In terms of immediately actionable items to improve pickling, I think we 
should first stop pickling caches. If only to be able to have reproducable 
doctests that don't depend on what has been cached before.

We should also check (using the TestSuite) that  __reduce__()[1] doesn't 
link back to the object being pickled, since that is not supported by 
Python.




On Tuesday, September 17, 2013 10:15:14 AM UTC+1, Simon King wrote:
>
> Hi Nils, 
>
> On 2013-09-16, Nils Bruin <nbr...@sfu.ca <javascript:>> wrote: 
> > If we change the first line to base=SageObject, we get an attribute 
> error, 
> > which can be traced back to the definition of __hash__ (defined on 
> > SageObject) trying to call __repr__ . Thus, we can say that SageObject 
> > breaks pickling on circular structures, in that things that work 
> perfectly 
> > fine when inheriting from "object", break when we use SageObject 
> instead. 
>
> I am of course not the person who created SageObject. But I think I can 
> see the rationale for how its hash is implemented: In Python's <object>, 
> the default is that comparison is by identity, and hence the hash is 
> obtained from the object's address in memory, id(). In Sage, we are more 
> likely in a situation where non-identical objects evaluate equal. Hence, 
> if we want a default hash at all, then it should take this into account. 

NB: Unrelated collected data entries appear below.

PR #108, opened 2019-12-23
Expose Berth mooring type enum members as a query

igordavydsson:
We need them to be available through a regular GQL query and not
just an introspection query ("__type" query). This way when the
forntend fetches them from the apollo gateway, the request will
come through the gateway to our GQL API.

Refs VEN-364

### DIFF
--- a/resources/schema.py
+++ b/resources/schema.py
@@ -25,6 +25,23 @@ BerthMooringTypeEnum = graphene.Enum.from_enum(
 )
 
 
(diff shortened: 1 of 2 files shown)


igordavydsson:
OK, after some discussions and some delibiration, the solution presented in this PR is deemed "hacky" and the PR will be closed. 🙂 The translations will be implemented directly in the frontend's codebase.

> And it is a good guess that two Sage objects evaluate equal only if their 
> string representations are equal (but not "if and only if"). 
>
> Some problems, though: The string representation is not always available 
> when we need the hash. Computing the string representation is quite 
> expensive, and hence the default hash is very slow; but at least it is 
> cached now, as of version Sage-5.12.beta5. And, worst: The string 
> representation can be customized after object creation, and so the hash 
> value depends on whether the hash was first called before or after 
> renaming. Example: 
>
>  sage: class MyParent(Parent): pass 
>  sage: P1, P2, P3 = MyParent(), MyParent(), MyParent() 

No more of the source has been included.